= Your goal =
Below are the entries; return every line among them that holds the word "SeqTranslate".

= The data =
--- --- ---
PR #440, opened 2018-01-27
SEQNG-474 Implemented skip function.

jluhrs:
The skip function is now functional. The current implementation makes the skip override the breakpoints, so it is desirable to have the UI indicate this. There is also an issue with the current step indicator in the UI if that step is marked to be skipped.

### DIFF
--- a/modules/edu.gemini.seqexec.engine/src/main/scala/edu/gemini/seqexec/engine/Sequence.scala
+++ b/modules/edu.gemini.seqexec.engine/src/main/scala/edu/gemini/seqexec/engine/Sequence.scala
@@ -46,7 +46,7 @@ object Sequence {
     done: List[Step]
   ) {
 
-    private val (toSkip, remaining): (List[Step], List[Step]) = pending.span(_.skipMark)
+    private val (toSkip, remaining): (List[Step], List[Step]) = pending.span(_.skipMark.self)
 
     /**
       * Runs the next execution. If the current `Step` is completed it adds the
@@ -59,14 +59,11 @@ object Sequence {
     val next: Option[Zipper] =
       focus.next match {
         // Step completed
-        case None      => {
-          remaining match {
-            case Nil             => None
-            case stepp :: stepps =>
-              (Step.Zipper.currentify(stepp) |@| focus.uncurrentify) (
-                (curr, stepd) => Zipper(id, metadata, stepps, curr, (done :+ stepd) ::: toSkip.map(_.copy(skipped = true)))
-              )
-          }
+        case None      => remaining match {
+          case Nil             => None
+          case stepp :: stepps => (Step.Zipper.currentify(stepp) |@| focus.uncurrentify) (
+            (curr, stepd) => Zipper(id, metadata, stepps, curr, (done :+ stepd) ::: toSkip.map(_.copy(skipped = Step.Skipped(true))))
+          )
         }
         // Current step ongoing
         case Some(stz) => Some(Zipper(id, metadata, pending, stz, done))
@@ -75,12 +72,12 @@ object Sequence {
     def rollback: Zipper = this.copy(focus = focus.rollback)
 
     def skips: Option[Zipper] = {
-      if (focus.skipMark) {
+      if (focus.skipMark.self) {
         remaining match {
           case Nil => None
           case stepp :: stepps =>
             (Step.Zipper.currentify(stepp) |@| focus.skip.some) (
-              (curr, stepd) => Zipper(id, metadata, stepps, curr, (done :+ stepd) ::: toSkip.map(_.copy(skipped = true)))
+              (curr, stepd) => Zipper(id, metadata, stepps, curr, (done :+ stepd) ::: toSkip.map(_.copy(skipped = Step.Skipped(true))))
             )
         }
       }
@@ -94,8 +91,8 @@ object Sequence {
       */
     val uncurrentify: Option[Sequence] =
       if (remaining.isEmpty)
-        if(focus.skipMark) Sequence(id, metadata, (done :+ focus.skip) ::: toSkip.map(_.copy(skipped = true))).some
-        else focus.uncurrentify.map(x => Sequence(id, metadata, (done :+ x) ::: toSkip.map(_.copy(skipped = true))))
+        if(focus.skipMark.self) Sequence(id, metadata, (done :+ focus.skip) ::: toSkip.map(_.copy(skipped = Step.Skipped(true)))).some
+        else focus.uncurrentify.map(x => Sequence(id, metadata, (done :+ x) ::: toSkip.map(_.copy(skipped = Step.Skipped(true)))))
       else None
 
     /**
@@ -288,14 +285,14 @@ object Sequence {
 
       override def setBreakpoint(stepId: Step.Id, v: Boolean): State = self.copy(zipper =
         zipper.copy(pending =
-          zipper.pending.map(s => if(s.id == stepId) s.copy(breakpoint = v) else s)))
+          zipper.pending.map(s => if(s.id == stepId) s.copy(breakpoint = Step.BreakpointMark(v)) else s)))
 
       override def setSkipMark(stepId: Step.Id, v: Boolean): State = self.copy(zipper =
-        if(zipper.focus.id == stepId) zipper.copy(focus = zipper.focus.copy(skipMark = v))
+        if(zipper.focus.id == stepId) zipper.copy(focus = zipper.focus.copy(skipMark = Step.SkipMark(v)))
         else zipper.copy(pending =
-          zipper.pending.map(s => if(s.id == stepId) s.copy(skipMark = v) else s)))
+          zipper.pending.map(s => if(s.id == stepId) s.copy(skipMark = Step.SkipMark(v)) else s)))
 
-      override def getCurrentBreakpoint: Boolean = zipper.focus.breakpoint && zipper.focus.done.isEmpty
+      override def getCurrentBreakpoint: Boolean = zipper.focus.breakpoint.self && zipper.focus.done.isEmpty
 
       override def setObserver(name: Observer): State = observerL.set(name.some)(self)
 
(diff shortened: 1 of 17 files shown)


modules/edu.gemini.seqexec.engine/src/main/scala/edu/gemini/seqexec/engine/Sequence.scala
```diff
@@ -46,6 +46,8 @@ object Sequence {
     done: List[Step]
   ) {
 
+    private val (toSkip, remaining): (List[Step], List[Step]) = pending.span(_.skipMark)
```
jluhrs: `pendings` is separated into the leading steps to be skipped, and the rest.

modules/edu.gemini.seqexec.engine/src/main/scala/edu/gemini/seqexec/engine/Sequence.scala
```diff
@@ -57,27 +59,43 @@ object Sequence {
     val next: Option[Zipper] =
       focus.next match {
         // Step completed
-        case None      =>
-          pending match {
+        case None      => {
+          remaining match {
```
jluhrs: Look into `remaining` instead of `pending`, effectively skipping the steps in `toSkip`.

modules/edu.gemini.seqexec.engine/src/main/scala/edu/gemini/seqexec/engine/Sequence.scala
```diff
@@ -57,27 +59,43 @@ object Sequence {
...
             case Nil             => None
```
jluhrs: The caller to `next` will produce a `Final` state when the result is `None`. The construction of `Final` takes care of marking the last steps as skipped.

modules/edu.gemini.seqexec.engine/src/main/scala/edu/gemini/seqexec/engine/Sequence.scala
```diff
@@ -57,27 +59,43 @@ object Sequence {
...
               )
           }
+        }
         // Current step ongoing
         case Some(stz) => Some(Zipper(id, metadata, pending, stz, done))
       }
 
     def rollback: Zipper = this.copy(focus = focus.rollback)
 
+    def skips: Option[Zipper] = {
```
jluhrs: The steps are normally skipped inside `next`. This function takes care of skipping the leading steps when starting the execution of a sequence.

modules/edu.gemini.seqexec.engine/src/main/scala/edu/gemini/seqexec/engine/Sequence.scala
```diff
@@ -57,27 +59,43 @@ object Sequence {
     val next: Option[Zipper] =
       focus.next match {
         // Step completed
-        case None      =>
-          pending match {
+        case None      => {
```
cquiroz: that `{` is optional

modules/edu.gemini.seqexec.engine/src/main/scala/edu/gemini/seqexec/engine/Sequence.scala
cquiroz: Wouldn't `span` stop at the first step to skip. What happens if you have multiple skipped steps?

modules/edu.gemini.seqexec.engine/src/main/scala/edu/gemini/seqexec/engine/Step.scala
```diff
@@ -23,31 +23,40 @@ final case class Step(
...
+  skipped: Boolean,
+  skipMark: Boolean,
   executions: List[List[Action]]
 )
 
 object Step {
 
   type Id = Int
 
+  def step(id: Int,
```
cquiroz: This is a bit strange. Wouldn't it be better to call this `apply`? Or a more descriptive name

modules/edu.gemini.seqexec.engine/src/test/scala/edu/gemini/seqexec/engine/packageSpec.scala
```diff
@@ -333,4 +315,86 @@ class packageSpec extends FlatSpec with NonImplicitAssertions {
...
+    )
+
+    val sf = runToCompletion(s0)
+
+    inside (sf.map(_.sequences(seqId).done.map(Step.status))) {
+      case Some(stepSs) => assert(stepSs === List(StepState.Skipped, StepState.Completed, StepState.Completed))
+    }
+  }
+
+  it should "skip steps marked to be skipped in the middle of the sequence." in {
```
cquiroz: What about a test with several skipped steps?

modules/edu.gemini.seqexec.server/src/main/scala/edu/gemini/seqexec/server/SeqTranslate.scala
```diff
@@ -110,8 +110,9 @@ class SeqTranslate(site: Site, systems: Systems, settings: Settings) {
     } yield Result.Partial(FileIdAllocated(id), Kleisli(_ => doObserve(id).run.map(_.toResult)))
   }
 
-  private def step(obsId: SPObservationID, i: Int, config: Config, last: Boolean, datasets: Map[Int, ExecutedDataset]): TrySeq[Step] = {
-    def buildStep(inst: InstrumentSystem, sys: List[System], headers: Reader[ActionMetadata,List[Header]], resources: Set[Resource]): Step = {
+  // Introduced class StepBuilder to avoid warning for an excessively long function.
```
cquiroz: if this is the only reason for a builder i'd rather mark it for scalastyle to not check it

modules/edu.gemini.seqexec.web/edu.gemini.seqexec.web.client/src/main/scala/edu/gemini/seqexec/web/client/components/sequence/steps/StepsTableContainer.scala
```diff
@@ -277,7 +276,7 @@ object StepsTableContainer {
       }
 
     private def classSet(step: Step): List[(String, Boolean)] = List(
-      "disabled" -> (step.skip || step.status === StepState.Completed),
+      "disabled" -> (step.status === StepState.Completed),
```
cquiroz: I'm not sure about this change. It gives the same background to the skipped states than the regular steps. Perhaps `disabled` isn't appropriate as we use it for completed steps but we should mark it somehow differently

modules/edu.gemini.seqexec.engine/src/main/scala/edu/gemini/seqexec/engine/Step.scala
```diff
@@ -23,31 +23,40 @@ final case class Step(
   config: StepConfig,
   resources: Set[Resource],
   breakpoint: Boolean,
-  skip: Boolean,
+  skipped: Boolean,
+  skipMark: Boolean,
```
swalker2m: It's tedious, but I think worthwhile in the end to define types for each of these `Boolean`s.

cquiroz: I agree

swalker2m: I don't know much about the seqexec model so pardon my ignorance.  Can a `Step` be a breakpoint and yet skipped and a `skipMark`?  I'm just wondering if the model is permitting combinations that don't make sense or shouldn't occur in reality.

modules/edu.gemini.seqexec.engine/src/main/scala/edu/gemini/seqexec/engine/Sequence.scala
jluhrs: It stops at the first element that does not fulfill the condition. All the elements in the leading `List` are assured to pass the test, while the first element of the tailing list is assured to not pass the test.

modules/edu.gemini.seqexec.engine/src/main/scala/edu/gemini/seqexec/engine/Step.scala
jluhrs: The point is to create a `Step` with default values for the flags. Maybe I should call it `init`?

modules/edu.gemini.seqexec.engine/src/test/scala/edu/gemini/seqexec/engine/packageSpec.scala
jluhrs: Ok, I added one test for that.

modules/edu.gemini.seqexec.engine/src/main/scala/edu/gemini/seqexec/engine/Step.scala
jluhrs: About the first comment, I agree. I even had a bug because I confused the values.

jluhrs: A step can be marked to be skipped an have a breakpoint, but when run, the skip overrides the breakpoint. Currently the UI allows to set them independently. As long as the step is not run, the user can set the skip mark on a step that has a breakpoint. If he/she then unsets the skip mark, the breakpoint should remain.

modules/edu.gemini.seqexec.web/edu.gemini.seqexec.web.client/src/main/scala/edu/gemini/seqexec/web/client/components/sequence/steps/StepsTableContainer.scala
jluhrs: Skipped steps and successfully completed steps are similar, in that both kinds are already run and have are in a final state.

modules/edu.gemini.seqexec.engine/src/main/scala/edu/gemini/seqexec/engine/Step.scala
```diff
@@ -18,32 +18,36 @@ import monocle.macros.GenLens
...
 object Step {
 
   type Id = Int
 
-  def step(id: Int,
-    fileId: Option[FileId],
-    config: StepConfig,
-    resources: Set[Resource],
-    executions: List[List[Action]]): Step = Step(id, fileId, config, resources, false, false, false, executions)
+  final case class BreakpointMark(self: Boolean) extends AnyVal
```
cquiroz: Maybe we switch to an ADT on a later PR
--- --- ---
= The completed task =
modules/edu.gemini.seqexec.server/src/main/scala/edu/gemini/seqexec/server/SeqTranslate.scala
@@ -110,8 +110,9 @@ class SeqTranslate(site: Site, systems: Systems, settings: Settings) {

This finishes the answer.